** Opening Supplied material block **

PR #1937, opened 2018-03-23
Dbld refinements

bazsi:
These are the dbld changes that I've backed out from #1913. This one should go in first, the other depends on this.

The changes are pretty minor and self-explanatory, however the patches are pretty independent, so it might be easier to review them by patches and not as a whole.

### DIFF
--- a/dbld/bootstrap
+++ b/dbld/bootstrap
@@ -1,0 +1,11 @@
+#!/bin/bash
+
+set -e
+
+cd /source
+./autogen.sh
+
+cd /build
+echo "Running configure with: ${CONFIGURE_OPTS}"
+/source/configure ${CONFIGURE_OPTS}
+make python-venv
--- a/dbld/deb
+++ b/dbld/deb
@@ -16,6 +16,6 @@ if [ ! -d debian ]; then
 	echo "You have no Debian packaging in debian/, this should already by in the tarball at this point"
 	exit 1
 fi
-dpkg-buildpackage -rfakeroot
+dpkg-buildpackage -rfakeroot -d
 
 echo "Your debs are in /build, also available on the host in \$(top_srcdir)/dbld/build"
--- a/dbld/rules
+++ b/dbld/rules
@@ -99,9 +99,9 @@ login-%: setup
 	$(DOCKER) exec -ti  $$container /bin/bash
 
 setup:
-	mkdir -p dbld/build || true
-	mkdir -p dbld/install || true
-	mkdir -p dbld/release || true
+	@mkdir -p dbld/build || true
+	@mkdir -p dbld/install || true
+	@mkdir -p dbld/release || true
 
 
 # list apt packages
--- a/dbld/rules
+++ b/dbld/rules
@@ -2,6 +2,8 @@
 
 IMAGES=centos6 centos7 jessie artful xenial trusty
 DEFAULT_IMAGE=xenial
+DEFAULT_DEB_IMAGE=$(DEFAULT_IMAGE)
+DEFAULT_RPM_IMAGE=centos7
 DOCKER=docker
 DOCKER_RUN_ARGS=-e USER_NAME_ON_HOST=$(shell whoami)	\
         --network=host \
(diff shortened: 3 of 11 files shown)


kira-syslogng:
success

dbld/tarball
```diff
@@ -7,6 +7,7 @@ VERSION=`cat VERSION`
 ./autogen.sh
 
 cd /build
+rm -rf *
```
furiel: As /build is retained, people might try save things there. Like [bash history](https://github.com/balabit/syslog-ng/pull/1932/commits/e836a7bd26e0f374ffb3092ae83a3fcf6624736d) :) (though in that specific example we are in luck that hidden directories are not deleted by rm -rf *). Better be safe, I suggest create a dedicated tarball directory or mktemp something

dbld/bootstrap
```diff
@@ -0,0 +1,12 @@
+#!/bin/bash
+
+set -e
+
+cd /source
+./autogen.sh
+
+cd /build
+rm -rf *
```
furiel: Just mark this rm -rf for the same rethinking as in the previous patch.

dbld/rules
```diff
@@ -19,6 +19,7 @@ RELEASE_DIR=$(DBLD_DIR)/release
 VERSION=$(shell cat VERSION)
 TARBALL=$(BUILD_DIR)/syslog-ng-$(VERSION).tar.gz
 MODE=snapshot
+CONFIGURE_OPTS=--enable-debug --enable-manpages --with-python=3 --prefix=/install --with-docbook=/usr/share/xml/docbook/stylesheet/docbook-xsl/manpages/docbook.xsl $(CONFIGURE_ADD)
```
furiel: In the admin guide we state: Currently only Python 2.7 is supported. Let's align --with-python=2 with the documentation.

dbld/deb
```diff
@@ -16,6 +16,6 @@ if [ ! -d debian ]; then
 	echo "You have no Debian packaging in debian/, this should already by in the tarball at this point"
 	exit 1
 fi
-dpkg-buildpackage -rfakeroot
+dpkg-buildpackage -rfakeroot -d
```
furiel: I understand this helps with the python dependencies. But this will ignore the non-python dependencies too, won't it? Is it safe to do so?

dbld/tarball
bazsi: Indeed. The separate directory is what zwa used to do, but I wanted to simplify. But you're right we shouldn't manage /build.

dbld/bootstrap
bazsi: ok

dbld/rules
bazsi: We can do that in the initial merging, however I would like us to start testing Python3 in Jenkins and possibly change the documentation later. We used to work with Python3 and then broke it. This was the state that got documented.

But I'll change it for now.

dbld/deb
bazsi: Yes it will, but I think it is safe to do so.

The build dependencies are used by the distribution's build service and there's value in validating them, but their primary purpose is to control builds in the distro.

Now, we could use build-depends, but that would mean that _all_ build dependencies would need to be converted into .deb packages and hosted on OBS or back in the distribution, which would slow us down. I wouldn't want to work on packaging the latest version of pep8/pycodestyle or pylint. And if we don't use them from pip, we would get errors down the path, when users start to use new versions of distros.

So my rationale is:
  * build-dependencies is validated when building in the distribution's context. There we can use an older version of pylint/pycodestyle.
  * we use pip instead of python packages during our private builds, thereby ensuring that we are warning free with the latest/greatest.

furiel: Ok I see this will not cause problem. Binary api problems will not occur because we do not use <= relation in the versions for now, and we need to build on the same distribution version anyway, that we target the deb packages. And if build dependency is missing, we will see a build error anyway.

kira-syslogng:
success

dbld/rules
furiel: If we want jenkins to use this line, then this should be parametrized somehow. As we do not want to drop support for v2, jenkins should do both.

bazsi: You can parametrize it using the CONFIGURE_ADD variable that you can pass via the make command line or even as environment variable.

Or you can override CONFIGURE_OPTS as a whole.

make -f dbld/rules CONFIGURE_OPTS=whatever

furiel: Ok fine for me. Thanks for explaining. I have no other comments.

bazsi:
I have now changed the --with-python argument to default to 2. with that I think this can be merged.

kira-syslogng:
success

bazsi:
I have rebased now to master, and with that I am merging this.

kira-syslogng:
success

bazsi:
everything is green, I am merging this with an approval from @furiel

mitzkia:
Sorry for the late response. 
The `bootstrap` uses a `make python-venv` command, but the `python-venv` target did found nowhere. As I remember previously it was defined in `Mk/Makefile.am`, but this patch set did not contains it.

mitzkia:
Issue1: `$ dbld/rules shell`  (for newly built xenial image) is stuck.
Error:
```
...
dbld/rules:95: recipe for target 'shell-xenial' failed
```

bazsi:
Right, I separated that out into another branch...

-- 
Bazsi

bazsi:
> Issue1: $ dbld/rules shell (for newly built xenial image) is stuck.
> Error:
>
> ...
> dbld/rules:95: recipe for target 'shell-xenial' failed
>
> I am using this every day. But I am rebuilding the image to make sure it
works.

mitzkia:
Thanks. The found issue was because of not clean env, after started from beginning it worked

** Closing Supplied material block **

Prompt =>
Each line of the data is to be output exactly, with none skipped.

Written response =>
PR #1937, opened 2018-03-23
Dbld refinements

bazsi:
These are the dbld changes that I've backed out from #1913. This one should go in first, the other depends on this.

The changes are pretty minor and self-explanatory, however the patches are pretty independent, so it might be easier to review them by patches and not as a whole.

### DIFF
--- a/dbld/bootstrap
+++ b/dbld/bootstrap
@@ -1,0 +1,11 @@
+#!/bin/bash
+
+set -e
+
+cd /source
+./autogen.sh
+
+cd /build
+echo "Running configure with: ${CONFIGURE_OPTS}"
+/source/configure ${CONFIGURE_OPTS}
+make python-venv
--- a/dbld/deb
+++ b/dbld/deb
@@ -16,6 +16,6 @@ if [ ! -d debian ]; then
 	echo "You have no Debian packaging in debian/, this should already by in the tarball at this point"
 	exit 1
 fi
-dpkg-buildpackage -rfakeroot
+dpkg-buildpackage -rfakeroot -d
 
 echo "Your debs are in /build, also available on the host in \$(top_srcdir)/dbld/build"
--- a/dbld/rules
+++ b/dbld/rules
@@ -99,9 +99,9 @@ login-%: setup
 	$(DOCKER) exec -ti  $$container /bin/bash
 
 setup:
-	mkdir -p dbld/build || true
-	mkdir -p dbld/install || true
-	mkdir -p dbld/release || true
+	@mkdir -p dbld/build || true
+	@mkdir -p dbld/install || true
+	@mkdir -p dbld/release || true
 
 
 # list apt packages
--- a/dbld/rules
+++ b/dbld/rules
@@ -2,6 +2,8 @@
 
 IMAGES=centos6 centos7 jessie artful xenial trusty
 DEFAULT_IMAGE=xenial
+DEFAULT_DEB_IMAGE=$(DEFAULT_IMAGE)
+DEFAULT_RPM_IMAGE=centos7
 DOCKER=docker
 DOCKER_RUN_ARGS=-e USER_NAME_ON_HOST=$(shell whoami)	\
         --network=host \
(diff shortened: 3 of 11 files shown)


kira-syslogng:
success

dbld/tarball
```diff
@@ -7,6 +7,7 @@ VERSION=`cat VERSION`
 ./autogen.sh
 
 cd /build
+rm -rf *
```
furiel: As /build is retained, people might try save things there. Like [bash history](https://github.com/balabit/syslog-ng/pull/1932/commits/e836a7bd26e0f374ffb3092ae83a3fcf6624736d) :) (though in that specific example we are in luck that hidden directories are not deleted by rm -rf *). Better be safe, I suggest create a dedicated tarball directory or mktemp something

dbld/bootstrap
```diff
@@ -0,0 +1,12 @@
+#!/bin/bash
+
+set -e
+
+cd /source
+./autogen.sh
+
+cd /build
+rm -rf *
```
furiel: Just mark this rm -rf for the same rethinking as in the previous patch.

dbld/rules
```diff
@@ -19,6 +19,7 @@ RELEASE_DIR=$(DBLD_DIR)/release
 VERSION=$(shell cat VERSION)
 TARBALL=$(BUILD_DIR)/syslog-ng-$(VERSION).tar.gz
 MODE=snapshot
+CONFIGURE_OPTS=--enable-debug --enable-manpages --with-python=3 --prefix=/install --with-docbook=/usr/share/xml/docbook/stylesheet/docbook-xsl/manpages/docbook.xsl $(CONFIGURE_ADD)
```
furiel: In the admin guide we state: Currently only Python 2.7 is supported. Let's align --with-python=2 with the documentation.

dbld/deb
```diff
@@ -16,6 +16,6 @@ if [ ! -d debian ]; then
 	echo "You have no Debian packaging in debian/, this should already by in the tarball at this point"
 	exit 1
 fi
-dpkg-buildpackage -rfakeroot
+dpkg-buildpackage -rfakeroot -d
```
furiel: I understand this helps with the python dependencies. But this will ignore the non-python dependencies too, won't it? Is it safe to do so?

dbld/tarball
bazsi: Indeed. The separate directory is what zwa used to do, but I wanted to simplify. But you're right we shouldn't manage /build.

dbld/bootstrap
bazsi: ok

dbld/rules
bazsi: We can do that in the initial merging, however I would like us to start testing Python3 in Jenkins and possibly change the documentation later. We used to work with Python3 and then broke it. This was the state that got documented.

But I'll change it for now.

dbld/deb
bazsi: Yes it will, but I think it is safe to do so.

The build dependencies are used by the distribution's build service and there's value in validating them, but their primary purpose is to control builds in the distro.

Now, we could use build-depends, but that would mean that _all_ build dependencies would need to be converted into .deb packages and hosted on OBS or back in the distribution, which would slow us down. I wouldn't want to work on packaging the latest version of pep8/pycodestyle or pylint. And if we don't use them from pip, we would get errors down the path, when users start to use new versions of distros.

So my rationale is:
  * build-dependencies is validated when building in the distribution's context. There we can use an older version of pylint/pycodestyle.
  * we use pip instead of python packages during our private builds, thereby ensuring that we are warning free with the latest/greatest.

furiel: Ok I see this will not cause problem. Binary api problems will not occur because we do not use <= relation in the versions for now, and we need to build on the same distribution version anyway, that we target the deb packages. And if build dependency is missing, we will see a build error anyway.

kira-syslogng:
success

dbld/rules
furiel: If we want jenkins to use this line, then this should be parametrized somehow. As we do not want to drop support for v2, jenkins should do both.

bazsi: You can parametrize it using the CONFIGURE_ADD variable that you can pass via the make command line or even as environment variable.

Or you can override CONFIGURE_OPTS as a whole.

make -f dbld/rules CONFIGURE_OPTS=whatever

furiel: Ok fine for me. Thanks for explaining. I have no other comments.

bazsi:
I have now changed the --with-python argument to default to 2. with that I think this can be merged.

kira-syslogng:
success

bazsi:
I have rebased now to master, and with that I am merging this.

kira-syslogng:
success

bazsi:
everything is green, I am merging this with an approval from @furiel

mitzkia:
Sorry for the late response. 
The `bootstrap` uses a `make python-venv` command, but the `python-venv` target did found nowhere. As I remember previously it was defined in `Mk/Makefile.am`, but this patch set did not contains it.

mitzkia:
Issue1: `$ dbld/rules shell`  (for newly built xenial image) is stuck.
Error:
```
...
dbld/rules:95: recipe for target 'shell-xenial' failed
```

bazsi:
Right, I separated that out into another branch...

-- 
Bazsi

bazsi:
> Issue1: $ dbld/rules shell (for newly built xenial image) is stuck.
> Error:
>
> ...
> dbld/rules:95: recipe for target 'shell-xenial' failed
>
> I am using this every day. But I am rebuilding the image to make sure it
works.

mitzkia:
Thanks. The found issue was because of not clean env, after started from beginning it worked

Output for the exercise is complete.